Solar Cycle 24, which officially started in January 2008, has been a subject of much debate due to competing forecasts on whether it will be a highly active or a quiet low cycle. Both camps agree, however, that the sooner the new cycle takes over the waning previous cycle, the more likely it will be a strong one. As of this writing (May 2008), solar activity remains at a very low level, with just a few sunspots, which some believe still belong to the “never ending Cycle 23” (see here). Solar cycle 24 is expected to peak in late 2011 or mid-2012.  If the patterns described in rules 57 and 485 hold true, the probability of La Niña events will remain relatively high and the background SST will be relatively low until about 2014. However, the next El Niña event (and possibly a strong one) is currently brewing (see below). 

Precursors

Recent work suggests that decadal changes in equatorial Pacific SST emanate from the tropical South Pacific (Giese et al., 2002). Subsurface temperature in the latter region leads the equatorial SST by about 7 years. Since the southern tropical Pacific temperature shows a distinct cooling since the early 1990’s, one can expect a similar cooling in the equatorial Pacific SST from the late 1990s onward.

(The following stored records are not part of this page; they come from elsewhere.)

PR #22636, opened 2021-11-16
Change messages for ILLink

### LINKED ISSUE #22518: Publishing trimmed console app prints a message which warns about trimming
Running publish with trimming on a empty hello world in .NET 6 produces output like this:
```console
  Restored ...\SampleTrim.csproj (in 16.91 sec).
  SampleTrim -> F:\AppModel\repro\SampleTrim\bin\Debug\net6.0\win-x64\SampleTrim.dll
  Optimizing assemblies for size, which may change the behavior of the app. Be sure to test after publishing. See: https://aka.ms/dotnet-illink
  SampleTrim -> ...\bin\Debug\net6.0\win-x64\publish\
```

Since this build mode has trim warnings enabled, there should be very little risk trimming the application. I think we should not print out this "warning" if trim warnings are enabled.

We may consider keeping a simple "Optimizing assemblies for size" message as trimming can be relatively slow. In which case it should be printed out before trimming starts (right now it's printed after).

tlakollo:
- Now "Running ILLink, this process might take a while" is printed every time we run the linker, but is not printed on incremental builds since we don't run the linker
- "Assemblies were optimized for size. See: https://aka.ms/dotnet-illink" is printed at the end, if the linker process passed or didn't run (incremental build) to let know the users that they have trimming enabled

Fixes #22518


src/Tasks/Common/Resources/Strings.resx
```diff
@@ -506,8 +506,11 @@ The following are names of parameters or literal values and should not be transl
     <value>NETSDK1100: Windows is required to build Windows desktop applications.</value>
     <comment>{StrBegin="NETSDK1100: "}</comment>
   </data>
-  <data name="ILLink_Info" xml:space="preserve">
-    <value>Optimizing assemblies for size, which may change the behavior of the app. Be sure to test after publishing. See: https://aka.ms/dotnet-illink</value>
+  <data name="ILLinkTimeAwareness" xml:space="preserve">
+    <value>Running ILLink, this process might take a while</value>
```
sbomer, line 510: I'd avoid mentioning ILLink here - maybe "Optimizing assemblies for size. This might take a while."?

src/Tasks/Common/Resources/Strings.resx
```diff
@@ -506,8 +506,11 @@ The following are names of parameters or literal values and should not be transl
     <value>NETSDK1100: Windows is required to build Windows desktop applications.</value>
     <comment>{StrBegin="NETSDK1100: "}</comment>
   </data>
-  <data name="ILLink_Info" xml:space="preserve">
-    <value>Optimizing assemblies for size, which may change the behavior of the app. Be sure to test after publishing. See: https://aka.ms/dotnet-illink</value>
+  <data name="ILLinkTimeAwareness" xml:space="preserve">
```
sbomer, line 509: Nit: maybe call this ILLinkRunning

sbomer (commented):
I'm personally fine with this behavior - but I wonder if in https://github.com/dotnet/sdk/issues/22518 the intention was to continue producing a "warning" (This may change the behavior...) if trim analysis warnings are suppressed? I'll let @vitek-karas comment on that.

src/Tasks/Common/Resources/xlf/Strings.cs.xlf
```diff
@@ -449,9 +449,14 @@
         <target state="translated">NETSDK1102: Pro vybranou konfiguraci publikování se optimalizace velikosti sestavení nepodporuje. Ujistěte se, že publikujete samostatnou aplikaci.</target>
         <note>{StrBegin="NETSDK1102: "}</note>
       </trans-unit>
-      <trans-unit id="ILLink_Info">
-        <source>Optimizing assemblies for size, which may change the behavior of the app. Be sure to test after publishing. See: https://aka.ms/dotnet-illink</source>
-        <target state="translated">Optimalizuje se velikost sestavení, což může změnit chování aplikace. Nezapomeňte po vydání provést testy. Další informace: https://aka.ms/dotnet-illink</target>
+      <trans-unit id="ILLinkOptimizedAssemblies">
+        <source>Assemblies were optimized for size. See: https://aka.ms/dotnet-illink</source>
```
vitek-karas, line 453: Unrelated: The Czech translation is ... oh god... I always wondered why they have to translate terms like "Assembly" (which in this case is translated verbatim... like if you're assembling a LEGO set).

src/Tasks/Microsoft.NET.Build.Tasks/targets/Microsoft.NET.ILLink.targets
```diff
@@ -104,8 +104,7 @@ Copyright (c) .NET Foundation. All rights reserved.
                       '$(_TargetFrameworkVersionWithoutV)' >= '3.0' And '$(TargetFrameworkIdentifier)' == '.NETCoreApp' "
           DependsOnTargets="_RunILLink">
 
-    <NETSdkInformation ResourceName="ILLink_Info" />
-
+    <NETSdkInformation Condition="'$(_ILLinkExitCode)' == '' Or '$(_ILLinkExitCode)' == '0'" ResourceName="ILLinkOptimizedAssemblies" />
```
vitek-karas, line 107: Personally I'm not a fan of writing this message. Honestly we shouldn't have any message really (Even before ILLink), but it's so slow that we kind of have to. But I don't see any reason to put one after it's done. There's little value to it. I would only keep the one before.

That also means moving the http link to the "start" message.

src/Tasks/Common/Resources/Strings.resx
```diff
@@ -506,8 +506,11 @@ The following are names of parameters or literal values and should not be transl
     <value>NETSDK1100: Windows is required to build Windows desktop applications.</value>
     <comment>{StrBegin="NETSDK1100: "}</comment>
   </data>
-  <data name="ILLink_Info" xml:space="preserve">
-    <value>Optimizing assemblies for size, which may change the behavior of the app. Be sure to test after publishing. See: https://aka.ms/dotnet-illink</value>
+  <data name="ILLinkRunning" xml:space="preserve">
+    <value>Optimizing assemblies for size. This process might take a while</value>
```
vitek-karas, line 510: I think we should print out something like the original message if trim warnings are suppressed. Reasoning:
* There's no message telling people that trimming is potentially problematic with warnings off.
* It's the default setting for Blazor/Xamarin and probably MAUI as well

I know that info message is not very strong, but I think we should not forgo a chance to "warn" people about potential issues.

vitek-karas (commented):
As for the "warn" term - sorry for using it in the issue. I don't think we should emit a real warning, just info message as we're already doing.

The purpose of the message is two-fold
  * Provide some feedback to the user about a long running operation
  * In some cases raise awareness that trimming may cause issues

So I think we should:
  * Move the message before trimming
  * If trim warnings are on (default for console), don't mention potential problems, that's already covered by the warnings - just provide feedback about long running operation. I would not include the URL in this case either
  * If trim warnings are off (Blazor/Xamarin, ...), basically keep the existing message, with the URL which tries to make people aware of potential problems.

sbomer:
As written now, the "before" message is shown only on incremental builds (we shouldn't say "this could take a while..." on incremental builds). @vitek-karas I think the two-fold purpose of the message you suggested makes sense, but I think they belong in separate messages - the one that raises awareness that trimming may cause issues should be shown on every build if warnings are suppressed (including incremental builds that don't actually run the linker). Thoughts?

vitek-karas:
By "incremental build" you mean the case where we publish the app but there were no changes which would cause linker to actually run, right?

If that is the case I agree:
* I do want to show a message about the long running operation - that should absolutely be showed only when we're about to run the linker.
* The "Warning" should be shown every time we know the app is trimmed (and warnings are suppressed). Regardless if linker actually ran or not (that's an optimization and should have no effect on the meaning of the message).

tlakollo:
With the latest commit we now:
- Print `Optimizing assemblies for size, which may change the behavior of the app. Be sure to test after publishing. See: https://aka.ms/dotnet-illink` before running the trimming operation, only in the case SuppressTrimAnalysisWarnings is set to true
- Print `Running Optimization. This process might take a while` if the ILLink process will actually be executed, but won't print anything if it's an incremental build (ILLink process is not executed).

I'm not fully sure about the case in which we have an incremental build (and ILLink will not be executed), and SuppressTrimAnalysisWarnings is false. That specific case will not print anything

vitek-karas:
I think we should change the second message `Running Optimizations` - if this applied to R2R and other similar things, then yes, but since it currently only applies to trimming I think it should read `Optimizing assemblies for size. This process might take a while.`.

If we used that wording then we should probably change the first message as well, maybe something like:
`Optimizing assemblies for size may change the behavior of the app` (very small change).

If trim warnings are on (so SuppressTrimAnalysisWarnings == false) and there's no linker running, we should not show anything (no need).

vitek-karas (approved):
Looks good to me - but I would like either @sbomer or @agocke to review the messages (as my English is not ideal)

src/Tasks/Microsoft.NET.Build.Tasks/targets/Microsoft.NET.ILLink.targets
```diff
@@ -206,6 +204,10 @@ Copyright (c) .NET Foundation. All rights reserved.
    <Target Name="PrepareForILLink"
            DependsOnTargets="_ComputeManagedAssemblyToLink">
 
+    <!-- We print a message to the user to explain that trimming is 
+         potentially problematic when warnings are suppressed. -->
+    <NETSdkInformation Condition="'$(PublishTrimmed)' == 'true' And '$(SuppressTrimAnalysisWarnings)' == 'true'" ResourceName="ILLinkOptimizedAssemblies" />
```
sbomer, line 209: I think you can remove the PublishTrimmed condition since this target only kicks in when trimming.

sbomer (commented):
The messages look good to me. It would be good to add a test for the new behavior.

tlakollo:
I was trying to investigate the failures in this PR, it fails reliably on amd64 machines on the ILLink_respects_feature_settings_from_host_config test. Having said that, I don't think my changes are related to the failure

vitek-karas:
As far as I can tell it's failing due to nuget restore behavior. I'm trying to fix it with this: https://github.com/dotnet/sdk/pull/22750.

A similar situation existed in the early 1940’s when the equatorial Pacific experienced a transition to the generally cold regime of  1942–1976 (Zhang et al., 1997). 

Regime Shifts

Due to strong interannual variability in ENSO, the regime shift analysis of climatic variables in the equatorial Pacific is very difficult. Nevertheless, the regime shift detector was able to identify statistically significant shifts in some of the variables. For example, the March-April Multivariate ENSO Index (MEI) experienced regime shifts in 1977 and 1999, which were statistically significant at p < 0.001 and p < 0.01 respectively (Fig. 1, top). The same shifts were found in the March-April Southern Oscillation Index (SOI, not shown). In addition, the SOI experienced regime shifts in the time series for the prewinter (October-December) season (Fig. 1, bottom). For monthly SOI values, the regime shifts in 1976 and 1998 are detectable even at the lower target significance level of p* = 0.01 (Fig. 2). The actual significance levels for both these shifts p < 0.00000001.

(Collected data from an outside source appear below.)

PR #22648, opened 2021-11-17
Update Test project NuGetConfigDependentProject to current framework

v-wuzhai:


v-wuzhai:
@dsplaisted We expect that the [test](https://github.com/dotnet/sdk/blob/a30e465a2e2ea4e2550f319a2dc088daaafe5649/src/Tests/dotnet-store.Tests/GivenDotnetStoresAndPublishesProjects.cs#L74) contains an error message, but it passed without error.

dsplaisted:
> @dsplaisted We expect that the [test](https://github.com/dotnet/sdk/blob/a30e465a2e2ea4e2550f319a2dc088daaafe5649/src/Tests/dotnet-store.Tests/GivenDotnetStoresAndPublishesProjects.cs#L74) contains an error message, but it passed without error.

The `dotnet store` tests are tricky and probably not worth updating to target new frameworks unless we have a specific reason to do so.

PR #22658, opened 2021-11-17
Exclude runtimeidentifiers for runtimepack

### LINKED ISSUE #19891: `dotnet new android` attempts to restore Microsoft.AspNetCore.App.Runtime.linux-arm64
If you install .NET 6 RC1 and the Android workload, we are now using `**FromWorkload**` so a `NuGet.config` should no longer be needed when building Android projects.

Unfortunately, you get a different error now when testing this:
```
error NU1102: Unable to find package Microsoft.AspNetCore.App.Runtime.linux-arm64 with version (= 6.0.0-rc.1.21417.2)
```

Build log: [msbuild.zip](https://github.com/dotnet/sdk/files/7016700/msbuild.zip)

I found I could workaround the problem with:
```xml
<Target Name="_RemoveLinuxFrameworkReferences"
    AfterTargets="ProcessFrameworkReferences">
  <ItemGroup>
    <_ProblematicRIDs Include="linux-arm;linux-arm64;linux-x86;linux-x64" />
    <PackageDownload Remove="Microsoft.AspNetCore.App.Runtime.%(_ProblematicRIDs.Identity)" />
    <PackageDownload Remove="Microsoft.NETCore.App.Host.%(_ProblematicRIDs.Identity)" />
  </ItemGroup>
</Target>
```
I will probably put this workaround in the Android workload *for now*.

This is probably related to the RID graph. I tried making an adjustment to the RID graph in the past, but they wouldn't accept this change:

https://github.com/dotnet/runtime/pull/45927

dsplaisted:
Allow RuntimeIdentifiers to be excluded from runtime packs.

Will fix #19891, once we add `RuntimePackExcludedRuntimeIdentifiers="android"` to the ASP.NET KnownFrameworkReference items.

Also fixes an unrelated issue where ResolveAppHosts would generate errors in debug mode because it was generating messages prefixed with NETSDK error codes.

### DIFF
--- a/src/Tasks/Microsoft.NET.Build.Tasks/NuGetUtils.NuGet.cs
+++ b/src/Tasks/Microsoft.NET.Build.Tasks/NuGetUtils.NuGet.cs
@@ -83,19 +83,37 @@ namespace Microsoft.NET.Build.Tasks
         public static string GetBestMatchingRid(RuntimeGraph runtimeGraph, string runtimeIdentifier,
             IEnumerable<string> availableRuntimeIdentifiers, out bool wasInGraph)
         {
+            return GetBestMatchingRidWithExclusion(runtimeGraph, runtimeIdentifier,
+                runtimeIdentifiersToExclude: null,
+                availableRuntimeIdentifiers, out wasInGraph);
+        }
+
+        public static string GetBestMatchingRidWithExclusion(RuntimeGraph runtimeGraph, string runtimeIdentifier,
+            IEnumerable<string> runtimeIdentifiersToExclude,
+            IEnumerable<string> availableRuntimeIdentifiers, out bool wasInGraph)
+        {
             wasInGraph = runtimeGraph.Runtimes.ContainsKey(runtimeIdentifier);
 
+            string bestMatch = null;
+
             HashSet<string> availableRids = new HashSet<string>(availableRuntimeIdentifiers);
+            HashSet<string> excludedRids = runtimeIdentifiersToExclude switch { null => null, _ => new HashSet<string>(runtimeIdentifiersToExclude) };
             foreach (var candidateRuntimeIdentifier in runtimeGraph.ExpandRuntime(runtimeIdentifier))
             {
-                if (availableRids.Contains(candidateRuntimeIdentifier))
+                if (bestMatch == null && availableRids.Contains(candidateRuntimeIdentifier))
                 {
-                    return candidateRuntimeIdentifier;
+                    bestMatch = candidateRuntimeIdentifier;
+                }
+
+                if (excludedRids != null && excludedRids.Contains(candidateRuntimeIdentifier))
+                {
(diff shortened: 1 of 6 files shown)


src/Tasks/Microsoft.NET.Build.Tasks/NuGetUtils.NuGet.cs
```diff
@@ -82,20 +82,38 @@ bool FileMatchesProjectLanguage()
...
+        public static string GetBestMatchingRidWithExclusion(RuntimeGraph runtimeGraph, string runtimeIdentifier,
+            IEnumerable<string> runtimeIdentifiersToExclude,
+            IEnumerable<string> availableRuntimeIdentifiers, out bool wasInGraph)
         {
             wasInGraph = runtimeGraph.Runtimes.ContainsKey(runtimeIdentifier);
 
+            string bestMatch = null;
+
             HashSet<string> availableRids = new HashSet<string>(availableRuntimeIdentifiers);
+            HashSet<string> excludedRids = runtimeIdentifiersToExclude switch { null => null, _ => new HashSet<string>(runtimeIdentifiersToExclude) };
```
jonathanpeppers, line 100: Is it worth using the ctor for `HashSet<T>` where you pass a `StringComparer`? `StringComparer.Ordinal` might help performance a bit? (`Or OrdinalIgnoreCase` if it is correct)

jonathanpeppers (approved):
Otherwise, the test looks like this should fix https://github.com/dotnet/sdk/issues/19891.

src/Tasks/Microsoft.NET.Build.Tasks/NuGetUtils.NuGet.cs
```diff
@@ -82,20 +82,38 @@ bool FileMatchesProjectLanguage()
...
+
+                if (excludedRids != null && excludedRids.Contains(candidateRuntimeIdentifier))
                 {
-                    return candidateRuntimeIdentifier;
+                    //  Don't treat this as a match
+                    return null;
                 }
             }
 
             //  No compatible RID found in availableRuntimeIdentifiers
```
sfoslund, line 115: Looks like this comment is out of date now?

src/Tests/Microsoft.NET.Build.Tests/KnownRuntimePackTests.cs
```diff
@@ -106,6 +106,40 @@ public void RuntimePackWithLabelIsSelected()
 
         }
 
+        [Fact]
+        public void AspNetRuntimePackIsNotRestoredForAndroid()
+        {
+            var testProject = new TestProject()
+            {
+                TargetFrameworks = "net6.0",
```
sfoslund, line 114: nit: don't we have a current framework field now to make it easier to update test TFMs?

sfoslund (approved):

	Fig. 1. Regime shifts in (top) March-April MEI and (bottom) October-December SOI, as obtained using the regime shift detector with the following parameters: Target significance level p* = 0.2, regime length l = 20 years, and Huber parameter h = 1.
	Fig. 2. As in Fig.1, except for monthly SOI values, with p* = 0.01 and l = 250 mos.

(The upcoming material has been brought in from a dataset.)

PR #22661, opened 2021-11-18
Update Test project WindowsRuntimeComponent to current framework

v-wuzhai:


dsplaisted (changes requested):
We don't actually want to update this.  The `winmdobj` output type is not supported on .NET 5 and higher, and the test verifies that this generates an error.  So we should leave this project targeting .NET 5.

The regime shift in the late 1990s was also observed in the North Pacific (a review for that region is coming soon). It may serve as an additional confirmation of the shift in ENSO indices, since some of the decadal variability in the Tropics may have a subtropical or extratropical origin (see Power et al., 2006 for a review).

ENSO Evolution

The 1976/77 regime shift was characterized not only by an increase in the background SST, but also by a change in the ENSO evolution pattern. Before the shift El Niño events tended to develop first along the coast of South America and then spread westward. This is known as the “canonical” ENSO scenario described by Rasmusson and Carpenter (1982). After the 1976/77 shift, ENSO events developed first in the central Pacific and then spread eastward (e.g., Wang 1995). Trenberth and Stepaniak (2001) introduced the Trans-Niño Index (TNI) and used it in conjunction with the more traditional Nino 3.4 index (N3.4) to trace the evolution of ENSO events. They found that the TNI lead N3.4 by 3 to 12 months prior to the climate shift in 1976/77 and also followed N3.4 but with opposite sign 3 to 12 months later. However, after the 1976/77 shift, the signs of the TNI leads and lags were reversed. 

It appears that the evolution of ENSO events is now returning to its canonical scenario. The recent weak to moderate El Niño events of 2002/03, 2004/05, and 2006/07 were all preceded by peaks in TNI (8, 9, and 11 months earlier, respectively). Similarly, the strong La Niña event of 2007/08 was preceded by a minimum in the TNI 8 months earlier (Fig. 3) 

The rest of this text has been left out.